When a line in the records contains the string "constraints", copy that line.

╭──

PR #228, opened 2024-10-03
BDRSPS-857 Schema update for site visist data template v2

Lincoln-GR:
* fixed bug where `unique` constraints in our schema files weren't getting passed to frictionless
    * added test case to site data v2 to test this
* removed dev comment from schema
* allow multiple `siteID`s in site visit template

### DIFF
--- a/abis_mapping/templates/survey_site_visit_data_v2/schema.json
+++ b/abis_mapping/templates/survey_site_visit_data_v2/schema.json
@@ -113,7 +113,6 @@
 			}
 		},
 		{
-			"_comment": "can we do a flexible vocabulary while I do the recon to establish the concepts?",
 			"name": "protocolName",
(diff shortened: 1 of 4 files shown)


abis_mapping/templates/survey_site_visit_data_v2/schema.json
```diff
@@ -19,8 +19,7 @@
 			"type": "string",
 			"format": "default",
 			"constraints": {
-				"required": true,
-				"unique": true
+				"required": true
```
Lincoln-GR, line 22: @joecrowleygaia do you agree with removing `unique: true` from `siteID`? Otherwise you won't be able to have multiple visits per site in the template

joecrowleygaia (approved):

PR #230, opened 2024-10-03
Bdrsps 878: Added incidental occurrence v1 page to archived_templates

joecrowleygaia:


docs/pages/archived
Lincoln-GR, line 1: remove this?

Lincoln-GR (commented):
should we keep this on hold till incidental v1 is actually archived?

docs/pages/archived
joecrowleygaia: thought we said just push it in for now. It will only apply to the `dev` version of the instructions which shouldn't be getting used by any endusers

joecrowleygaia: oh remove the dir. Yeah it doesn't show up in my local repo any more. Not sure what the go is with it. Previous comment is regarding the on hold question.

joecrowleygaia: ok i could just remove it in remote using the ui.

Lincoln-GR: git doesn't track directories... this is an empty file somehow

Lincoln-GR:
> thought we said just push it in for now. It will only apply to the dev version of the instructions which shouldn't be getting used by any endusers

yes but it will go to staging and uat when we next tag

docs/pages/archived
joecrowleygaia: it was a directory

joecrowleygaia:
> > thought we said just push it in for now. It will only apply to the dev version of the instructions which shouldn't be getting used by any endusers
> 
> yes but it will go to staging and uat when we next tag

@serge-gaia are you concerned?

serge-gaia (approved):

╰──

● **SOLUTION FOR THIS TASK**
* fixed bug where `unique` constraints in our schema files weren't getting passed to frictionless
 			"constraints": {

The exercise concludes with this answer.